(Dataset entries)
*** Block opens ***

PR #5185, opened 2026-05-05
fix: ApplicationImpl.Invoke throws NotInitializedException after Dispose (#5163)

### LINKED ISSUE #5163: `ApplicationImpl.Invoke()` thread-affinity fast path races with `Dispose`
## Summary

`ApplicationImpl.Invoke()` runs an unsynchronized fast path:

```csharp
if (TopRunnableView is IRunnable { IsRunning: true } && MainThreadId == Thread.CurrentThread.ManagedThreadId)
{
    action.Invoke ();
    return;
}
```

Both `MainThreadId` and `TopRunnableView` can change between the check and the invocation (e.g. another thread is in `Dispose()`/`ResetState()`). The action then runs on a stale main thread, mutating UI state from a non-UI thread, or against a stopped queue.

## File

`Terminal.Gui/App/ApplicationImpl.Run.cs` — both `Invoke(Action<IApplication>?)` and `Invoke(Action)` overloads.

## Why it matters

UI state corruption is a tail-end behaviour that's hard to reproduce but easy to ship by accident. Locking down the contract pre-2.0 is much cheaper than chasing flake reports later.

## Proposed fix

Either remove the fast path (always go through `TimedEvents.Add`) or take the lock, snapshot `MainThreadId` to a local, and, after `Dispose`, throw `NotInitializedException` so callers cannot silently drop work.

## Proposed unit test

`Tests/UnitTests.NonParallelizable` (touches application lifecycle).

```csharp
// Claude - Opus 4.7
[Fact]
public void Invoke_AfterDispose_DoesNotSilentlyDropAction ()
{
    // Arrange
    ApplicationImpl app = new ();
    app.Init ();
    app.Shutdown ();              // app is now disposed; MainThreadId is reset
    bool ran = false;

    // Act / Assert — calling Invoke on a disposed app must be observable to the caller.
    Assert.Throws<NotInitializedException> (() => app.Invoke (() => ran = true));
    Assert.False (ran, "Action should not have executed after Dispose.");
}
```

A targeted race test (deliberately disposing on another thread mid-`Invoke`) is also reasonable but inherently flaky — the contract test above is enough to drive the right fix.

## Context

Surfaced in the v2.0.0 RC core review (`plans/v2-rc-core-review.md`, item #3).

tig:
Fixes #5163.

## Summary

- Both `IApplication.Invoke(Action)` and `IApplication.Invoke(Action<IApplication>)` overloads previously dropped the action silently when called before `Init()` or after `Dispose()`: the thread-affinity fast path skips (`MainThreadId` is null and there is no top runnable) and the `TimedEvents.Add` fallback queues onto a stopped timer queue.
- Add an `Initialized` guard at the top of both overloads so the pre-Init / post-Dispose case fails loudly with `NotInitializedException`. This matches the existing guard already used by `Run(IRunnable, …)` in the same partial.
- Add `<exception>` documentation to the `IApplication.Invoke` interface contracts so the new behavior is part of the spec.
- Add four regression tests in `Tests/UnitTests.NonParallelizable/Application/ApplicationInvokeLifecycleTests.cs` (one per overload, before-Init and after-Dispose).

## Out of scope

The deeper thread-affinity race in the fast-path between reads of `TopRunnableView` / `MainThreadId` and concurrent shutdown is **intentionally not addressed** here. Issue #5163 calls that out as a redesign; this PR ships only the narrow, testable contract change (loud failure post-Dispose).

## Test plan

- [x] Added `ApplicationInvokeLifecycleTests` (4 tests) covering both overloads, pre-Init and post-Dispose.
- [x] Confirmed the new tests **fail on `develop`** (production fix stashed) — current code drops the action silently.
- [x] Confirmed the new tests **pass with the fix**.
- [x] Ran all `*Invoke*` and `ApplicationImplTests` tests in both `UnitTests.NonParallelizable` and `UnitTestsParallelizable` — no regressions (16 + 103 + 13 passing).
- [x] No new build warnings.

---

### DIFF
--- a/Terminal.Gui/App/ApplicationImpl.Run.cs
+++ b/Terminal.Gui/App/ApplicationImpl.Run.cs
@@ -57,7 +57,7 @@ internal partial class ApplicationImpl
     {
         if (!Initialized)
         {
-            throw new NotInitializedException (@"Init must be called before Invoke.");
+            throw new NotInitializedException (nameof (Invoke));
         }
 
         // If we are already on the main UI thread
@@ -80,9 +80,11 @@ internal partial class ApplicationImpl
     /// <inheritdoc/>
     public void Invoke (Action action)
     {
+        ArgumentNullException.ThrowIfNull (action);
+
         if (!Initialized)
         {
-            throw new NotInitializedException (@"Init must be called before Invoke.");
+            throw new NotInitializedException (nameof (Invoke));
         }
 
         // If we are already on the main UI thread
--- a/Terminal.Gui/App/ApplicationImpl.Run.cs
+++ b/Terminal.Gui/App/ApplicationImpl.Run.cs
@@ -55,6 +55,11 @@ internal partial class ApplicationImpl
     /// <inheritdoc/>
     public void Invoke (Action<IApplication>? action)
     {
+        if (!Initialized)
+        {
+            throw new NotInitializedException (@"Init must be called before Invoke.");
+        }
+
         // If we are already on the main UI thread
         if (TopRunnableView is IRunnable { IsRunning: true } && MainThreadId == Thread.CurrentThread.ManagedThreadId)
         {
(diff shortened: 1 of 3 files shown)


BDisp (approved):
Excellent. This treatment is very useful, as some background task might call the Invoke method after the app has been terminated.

*** Block closes ***

**EXERCISE**. Write out exactly the lines above between the line with "the same partial." and the line with "- Add four regression", inclusive, and nothing beyond them.

**EXERCISE OUTPUT**.
- Add an `Initialized` guard at the top of both overloads so the pre-Init / post-Dispose case fails loudly with `NotInitializedException`. This matches the existing guard already used by `Run(IRunnable, …)` in the same partial.
- Add `<exception>` documentation to the `IApplication.Invoke` interface contracts so the new behavior is part of the spec.
- Add four regression tests in `Tests/UnitTests.NonParallelizable/Application/ApplicationInvokeLifecycleTests.cs` (one per overload, before-Init and after-Dispose).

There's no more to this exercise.